▶ **TASK STATEMENT**: Begin at the line containing "Faster simulations (summer project)" in the entries below and end at the line containing "- Is there any"; transcribe that range exactly and nothing outside it.

[Stored items]

PR #575, opened 2016-07-05
Use JNA to reduce our dependency on freenet-ext

nextgens:
This works for me. I wonder if we should just drop support of preallocation for non-posix systems


src/freenet/support/io/PooledFileRandomAccessBuffer.java
```diff
@@ -99,19 +99,25 @@ public PooledFileRandomAccessBuffer(File file, boolean readOnly, long forceLengt
...
-                if(seedRandom != null)
-                    mt = new MersenneTwister(seedRandom.nextLong());
-                byte[] buf = new byte[4096];
-                for(long l = 0; l < forceLength; l+=4096) {
-                    if(mt != null)
-                        mt.nextBytes(buf);
-                    int maxWrite = (int)Math.min(4096, forceLength - l);
-                    raf.write(buf, 0, maxWrite);
+                if (Fallocate.isSupported()) {
+                    Fallocate.forDescriptor(raf.getFD(), forceLength).execute();
```
bertm: This is not equivalent: the original code write random data, not zeroes.

bertm: Never mind, it probably filled with random data to prevent compression, not for "security".

src/freenet/support/io/PooledFileRandomAccessBuffer.java
```diff
@@ -99,19 +99,25 @@ public PooledFileRandomAccessBuffer(File file, boolean readOnly, long forceLengt
...
+                } else {
+                    Logger.normal(this, "fallocate() not supported; using legacy method");
+                    raf.seek(0);
+                    MersenneTwister mt = null;
+                    if(seedRandom != null)
+                        mt = new MersenneTwister(seedRandom.nextLong());
+                    byte[] buf = new byte[4096];
+                    for(long l = 0; l < forceLength; l+=4096) {
```
bertm: Can we move the legacy fallback method into `Fallocate` please?

nextgens: Done in 3f5291a

src/freenet/support/io/Fallocate.java
```diff
@@ -111,4 +118,28 @@ private static int getDescriptor(FileDescriptor descriptor) {
...
+      if (offset % (1024 * 1024 * 1024L) == 0) {
+        mt = new MersenneTwister();
+        if (starting) {
+          WrapperManager.signalStarting( (int) MINUTES.toMillis(5));
+          if (x++ % 32 == 0)
+            System.err.println(
+                "Preallocating space : "
+                + offset
+                + "/"
+                + newLength);
```
bertm: Can we reduce the spamminess of this method, or should I file a separate pull request once this has landed?

nextgens: toad wanted it to be visible in wrapper.log since that's the only thing users can be expected to see; I can reduce the periodicity if you want... what would be reasonable?

src/freenet/support/io/Fallocate.java
```diff
@@ -111,4 +118,28 @@ private static int getDescriptor(FileDescriptor descriptor) {
...
+    ByteBuffer bb = ByteBuffer.wrap(b);
+    int x = 0;
+    while (offset < newLength) {
+      bb.rewind();
+      mt.nextBytes(b);
+      offset += fc.write(bb, offset);
+      if (offset % (1024 * 1024 * 1024L) == 0) {
+        mt = new MersenneTwister();
+        if (starting) {
+          WrapperManager.signalStarting( (int) MINUTES.toMillis(5));
```
nextgens: I don't remember tbh; I'll need to check

src/freenet/support/io/Fallocate.java
bertm: Alright, that sort of makes sense. Once per 32 GiB as it is now is not too
bad, changing that to % 32 = 1 or similar would help to avoid displaying it
for small resizes.
Op 8 jul. 2016 00:58 schreef "Florent Daigniere" <notifications@github.com>:

In src/freenet/support/io/Fallocate.java
<https://github.com/freenet/fred/pull/575#discussion_r70002452>:

> +    ByteBuffer bb = ByteBuffer.wrap(b);
> +    int x = 0;
> +    while (offset < newLength) {
> +      bb.rewind();
> +      mt.nextBytes(b);
> +      offset += fc.write(bb, offset);
> +      if (offset % (1024 * 1024 * 1024L) == 0) {
> +        mt = new MersenneTwister();
> +        if (starting) {
> +          WrapperManager.signalStarting( (int) MINUTES.toMillis(5));
> +          if (x++ % 32 == 0)
> +            System.err.println(
> +                "Preallocating space : "
> +                + offset
> +                + "/"
> +                + newLength);

toad wanted it to be visible in wrapper.log since that's the only thing
users can be expected to see; I can reduce the periodicity if you want...
what would be reasonable?

—
You are receiving this because you commented.

Reply to this email directly, view it on GitHub
<https://github.com/freenet/fred/pull/575/files/548f081d4ed3f62f2d1b83eaebcc9dffc1d79f23..3f5291a7bd2ab96d77417dd12fbd08f50ea5529c#r70002452>,
or mute the thread
<https://github.com/notifications/unsubscribe/AATu91YLWJ_5SGOfriajGXzn6F9aj-E3ks5qTYSqgaJpZM4JFRFm>
.

nextgens: Done in 9225580

src/freenet/support/io/Fallocate.java
nextgens: We can't; NodeStarter.start() needs to return (WrapperListener.start()) ... otherwise the wrapper kicks us... so setting starting to true (and pinging WrapperManager.signalStarting periodically) is mandatory until that's happened.

PR #576, opened 2016-07-15
Faster simulations (summer project)

toad:
This will likely need significant refactoring. The main goals are to enable fast unit tests involving multiple actual nodes and to demo load management simulations; to this end I implemented various bypass layers etc, see the PDF, especially the intro. I tried to break stuff out into other branches, pull requests for which have been filed.

Documentation:
http://www.toselandcs.co.uk/flogmirror/mjt92-diss-final.pdf
http://www.toselandcs.co.uk/flogmirror/mjt92-part2-source.tar.gz

I will not be able to engage in detailed conversation on this in the near future because of my employer's intellectual property policy. So feel free to summarily close this, unless somebody wants to take ownership of it. I will document it on my blog/flog too.


xor-freenet:
It's totally awesome you did so much scientific work on this and even ship it with a 60-page paper!
It'd be a shame if this bitrotted to death; so now that you said on IRC you're not blocked by your work contract anymore let's try to figure out how to avoid that :)

You say: 

> This will likely need significant refactoring.

I applaud your carefulness, but unfortunately very vague, possibly overly strict self-criticism on very complex PRs can very likely be a reason for them to bitrot - there's a wall of code for reviewers to tackle, but no idea where to start with the required fixes.
So can you clarify upon your statement please?
What I'd be interested in:
- Is there any very serious breakage as in "has bugs which will affect the users", or did this work properly in your tests? If yes what?
- Is "need significant refactoring" to be read as "this MUST be refactored before it is merged" or rather "it'd be nice to refactor it before, but it may work without that as well".
- Now that your contract isn't blocking you anymore, could you maybe even do the fixes yourself and ship this in a "I'd merge that as is" state? Just asking, don't feel pushed :)

I hope we can find a way to resolve this - you're our most renowned contributor so it should in theory be very easy to merge such large contributions from you because you're trustworthy enough so we don't have to review it with big scrutiny. It should mostly be a matter of you clarifying what you think is critical to be fixed IMHO :) So I'd be very happy if you could do that!

toad:
Hmmm, I'll need to think about that. It was some time back and I don't recall exactly what its state is.

The main problem is it touches various core code though.

It shouldn't break anything really IIRC.

ArneBab:
Hi @toad, do you have resources for fixing the conflicts? 

Also could you list the pull-requests in an order you’d suggest for reading them? I’d like to have a stab at reviewing your work on this the next few months.

PR #529, opened 2023-08-16
SpellCheck: force no color codes

Javagedes:
## Description

The SpellCheck plugin runs cspell, which uses ANSI color codes when displaying results. When ANSI color codes are used in a terminal that does not support ANSI, the color codes are displayed as text, which causes the rest of SpellCheck plugin to fail as the expected path is not a real path as it starts and ends with color codes:

i.e. `\[90m.\Path\To\File.txt[39m` instead of `.\Path\To\File.txt`

This change forces cspell to not colorize the output.

- [ ] Impacts functionality?
- [ ] Impacts security?
    flow, or firmware?
    validation improvement, ...
- [ ] Breaking change?
    in build or boot behavior?
- [ ] Includes tests?
- [ ] Includes documentation?

## How This Was Tested

CI

## Integration Instructions

N/A

### DIFF
--- a/.pytool/Plugin/SpellCheck/SpellCheck.py
+++ b/.pytool/Plugin/SpellCheck/SpellCheck.py
@@ -212,7 +212,7 @@ class SpellCheck(ICiBuildPlugin):
     def _check_spelling(self, abs_file_to_check: str, abs_config_file_to_use: str) -> []:
         output = StringIO()
         ret = RunCmd(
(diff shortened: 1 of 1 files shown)


makubacki (approved):

makubacki:
From what I understand there was a regression in the pipelines. It would be good to make sure that is understood. But I don't generally have a problem with disabling color codes from cspell.

apop5 (approved):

▶ **RESULT OF THE TASK**:
Faster simulations (summer project)

toad:
This will likely need significant refactoring. The main goals are to enable fast unit tests involving multiple actual nodes and to demo load management simulations; to this end I implemented various bypass layers etc, see the PDF, especially the intro. I tried to break stuff out into other branches, pull requests for which have been filed.

Documentation:
http://www.toselandcs.co.uk/flogmirror/mjt92-diss-final.pdf
http://www.toselandcs.co.uk/flogmirror/mjt92-part2-source.tar.gz

I will not be able to engage in detailed conversation on this in the near future because of my employer's intellectual property policy. So feel free to summarily close this, unless somebody wants to take ownership of it. I will document it on my blog/flog too.


xor-freenet:
It's totally awesome you did so much scientific work on this and even ship it with a 60-page paper!
It'd be a shame if this bitrotted to death; so now that you said on IRC you're not blocked by your work contract anymore let's try to figure out how to avoid that :)

You say: 

> This will likely need significant refactoring.

I applaud your carefulness, but unfortunately very vague, possibly overly strict self-criticism on very complex PRs can very likely be a reason for them to bitrot - there's a wall of code for reviewers to tackle, but no idea where to start with the required fixes.
So can you clarify upon your statement please?
What I'd be interested in:
- Is there any very serious breakage as in "has bugs which will affect the users", or did this work properly in your tests? If yes what?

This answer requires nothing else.